" Tunggulah sejenak, Mohiyang, " bujuk Kiran. " Kita lakukan esok hari saat Sang Surya terbit. "
Mohiyang menggelengkan kepala. Dia ingin melakukannya segera.
***
Tak jauh dari pondok, ada tempat lapang yang bisa digunakan untuk berlaga. Kesanalah mereka menuju.
Mohiyang berdiri sejenak, merentangkan tangan, mengatupkannya, lalu seperti menarik sesuatu dari pujuk dedaunan dan ombak laut di kejauhan. Kiran memahami, dia sedang memulihkan tenaga. Maka Kiran diam menanti.
Matahari bergerak makin rendah ke arah Barat, ada garis berwarna merah di batas laut. Mohiyang Kalakuthana tampak memasang kuda- kuda.
Kinilah saatnya.
Kiran mengatupkan tangan, memberi salam. Mohiyang mengangguk.
Kiran menanti.
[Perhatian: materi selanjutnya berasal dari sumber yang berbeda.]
PR #1973, opened 2026-07-14
Fix stale 10,000-tick comment in BattlePerformanceTests (#1861)

### LINKED ISSUE #1861: BattlePerformanceTests comments claim a 10,000-tick worst-case cap; the real cap is 3,000 ticks
## Problem

Both worst-case gate comments in `Game.Core.Tests/Battle/Performance/BattlePerformanceTests.cs:67` and `:101` claim `DefaultMaxBattleMs / MsPerTick = 10000` ("run to the 10,000-tick cap"). With `GameConstants.DefaultMaxBattleMs = 2 * 60 * 1000` and `MsPerTick = 40`, `WorstCaseTicks` actually computes **3,000**.

The constant is computed, so the gate itself is correct — but the `MaxLengthRealisticCeilingMs = 250.0` headroom rationale ("measures ~10ms on a dev box, an order of magnitude under the ceiling") is calibrated against a battle 3.3× shorter than the comments describe. A future reader tuning the ceiling from the comments would misjudge the margin on the one machine-dependent gate protecting the anti-cheat replay hot path.

## Suggested fix

Correct both comments to 3,000 ticks — or express the figure as the formula and drop the literal so it can't go stale again.

ginderjeremiah:
## Summary

`BattlePerformanceTests.cs` had two comments claiming the worst-case battle backstop runs "to the 10,000-tick cap." That was never accurate: `WorstCaseTicks = GameConstants.DefaultMaxBattleMs / GameConstants.MsPerTick` computes `120000 / 40 = 3000`, not 10,000.

Rather than swap in the literal `3,000` (which would just go stale again the next time either constant changes), I reworded both comments to reference the formula/constant instead of a hardcoded tick count:

- Line 67: `DefaultMaxBattleMs / MsPerTick = 10000` → `DefaultMaxBattleMs / MsPerTick` (drops the stale literal, points at the formula already used two lines below).
- Line 101: "run to the 10,000-tick cap" → "run to the `WorstCaseTicks` cap" (names the actual constant).

No behavioral change — this is a comment-only fix. The gate itself (`WorstCaseTicks` computed from the real constants) was always correct; only the prose describing it was wrong.

Closes #1861

## Test plan

- [x] `dotnet build Game.sln` — clean, 0 warnings
- [x] `dotnet test Game.sln --no-build --no-restore` — all 3148 backend tests pass

---
_Generated by [Claude Code](https://claude.ai/code/session_019GeUVfHhHFGrzMBzKMEa11)_

### DIFF
--- a/Game.Core.Tests/Battle/Performance/BattlePerformanceTests.cs
+++ b/Game.Core.Tests/Battle/Performance/BattlePerformanceTests.cs
@@ -64,7 +64,7 @@ namespace Game.Core.Tests.Battle.Performance
     public class BattlePerformanceTests
     {
         // Per-tick cost cancels the tick count, so the scaling gates use a modest fixed length to stay
-        // fast; the backstop uses the simulator's real default cap (DefaultMaxBattleMs / MsPerTick = 10000).
+        // fast; the backstop uses the simulator's real default cap (DefaultMaxBattleMs / MsPerTick).
         private const int ScalingTicks = 800;
         private const int WorstCaseTicks = GameConstants.DefaultMaxBattleMs / GameConstants.MsPerTick;
 
@@ -98,7 +98,7 @@ namespace Game.Core.Tests.Battle.Performance
         private const int TypicalBattleTicks = 750;         // ~30s at MsPerTick = 40
 
         // Coarse catastrophic-regression ceiling for the realistic worst-case battle (the typical full
-        // loadout — 4 skills, 2 multipliers + a churning effect each — run to the 10,000-tick cap). This is
+        // loadout — 4 skills, 2 multipliers + a churning effect each — run to the WorstCaseTicks cap). This is
         // the one machine-dependent gate: a uniform per-tick regression inflates every battle equally, which
         // the ratio gates cannot see. The margin is deliberately huge (the battle measures ~10ms on a dev
         // box, an order of magnitude under the ceiling); if extreme runner contention ever makes it flake,


ginderjeremiah (commented):
## Review: Fix stale 10,000-tick worst-case comments in `BattlePerformanceTests` (closes #1861)

**Verdict:** Approve (posted as a comment since I'm the PR author) — the change fixes the exact defect the issue describes, and does it the way the issue's preferred option recommends.

The math checks out: `DefaultMaxBattleMs / MsPerTick = 120000 / 40 = 3000`, so the old "10,000-tick cap" prose was wrong on both lines. Rather than swapping in the literal `3,000` — which would drift again the moment either constant changes — both comments now reference the formula/constant (`DefaultMaxBattleMs / MsPerTick` and `WorstCaseTicks`). That's the more durable of the two fixes the issue suggested and eliminates the failure mode entirely instead of resetting it.

### Correctness
- Line 67: dropping the `= 10000` literal is accurate and self-consistent — `WorstCaseTicks` is defined from those same constants two lines down.
- Line 101: "run to the `WorstCaseTicks` cap" now names the real constant, so a future reader tuning `MaxLengthRealisticCeilingMs` is pointed at the actual value rather than a figure 3.3× too high.

### Test coverage
None needed — comment-only change with no behavioral effect. The gate itself was always computed from the real constants and is unchanged.

### What's good
Chose the self-maintaining wording over a fresh literal, and kept the fix minimal and scoped. Nothing to change.


---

Dia tak ingin menyerang lebih dahulu. Tujuannya saat ini adalah untuk mengobati, tak lebih. Maka dia akan membiarkan Mohiyang membuka laga itu.
Dan...
Tangan Mohiyang Kalakuthana bergerak dengan kecepatan yang tak dapat diikuti mata. Lalu sedetik, ditujukannya tangan itu kepada Kiran.